Data privacy compliance
Transparency: In the closed beta version, TrueTest Agent transparently informs users about what specific sensitive data is excluded or anonymized via verbal communication as acknowledgment. If users feel their application under test (AUT) does not contain sensitive data, they can try the feature.
User control: TrueTest Agent allows users to request a complete deletion of all tracked data and to stop using the feature if they do not trust the data privacy compliance.

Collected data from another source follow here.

PR #92, opened 2025-02-09
mcp23xxx: Add GPIO Group support

### LINKED ISSUE #17: Direct Register Access for MCP23xxx

I'm trying to figure out how to get direct access to the MCP23008 GPIO register using the MCP23xxx package. The only interface I see exposed is via pins. I'm writing a driver for the Adafruit I2c/SPI backpack, and it uses the MCP23008.

The need is because to send a character to the backpack you have to:

Set the reset pin on the GPIO
Write A value to pins 3-6 (data), and pin 2 low (enable)
Toggle Pin 2 High
Wait a period
Toggle Pin 2 Low
Write A value to pins 3-6 (data), and pin 2 low (enable)
Toggle Pin 2 High
Wait a period
Toggle Pin 2 Low

If I have to set each pin individually, that stacks up to a fair number of I2c transactions.

- Hardware: MCP23008 (on Adafruit i2c/SPI backpack)
- Software: Linux, Raspbian, I2C

**Do you plan to:**
If there's not a method, I could contribute a patch.

- Contribute an initial driver: I could contribute a patch.
- Write unit tests: Yes
- Update https://github.com/periph/cmd to use the new functionality: No

Thanks

George

gsexton:
Fixes #17


maruel:
Do I understand you need to rebase first so the tests pass?

mcp23xxx/group.go
```diff
@@ -0,0 +1,214 @@
...
+	var pgif interface{} = &pinGroup{dev: dev, port: port, pins: grouppins, defaultMask: defMask}
+	if gpiogroup, ok := pgif.(gpio.Group); ok {
+		return &gpiogroup
+	}
+
+	return nil
+}
+
+// Pins returns the set of pin.Pin that make up that group.
+func (pg *pinGroup) Pins() []pin.Pin {
```
maruel, line 44: One thing I noticed: since gpio.Group is about gpio.Pin, should the methods of the interfaces return gpio.PinIO instead pin.Pin? This would remove a lot of casting for the end user.

maruel (approved):
lgtm once tests pass.

mcp23xxx/group.go
gsexton: PinIO is both read and write. There are some devices that don't support read.

maruel: Yeah I understand the trade off. It's okay as is.

maruel (approved):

Security monitoring: The internal Security team plays the Data Protection Officer (DPO) role to monitor the data and ensure compliance with GDPR requirements. The team conducts periodic penetration testing and security reviews to identify and address data privacy vulnerabilities.
By implementing these measures, TrueTest Agent is committed to protecting user data and complying with GDPR requirements.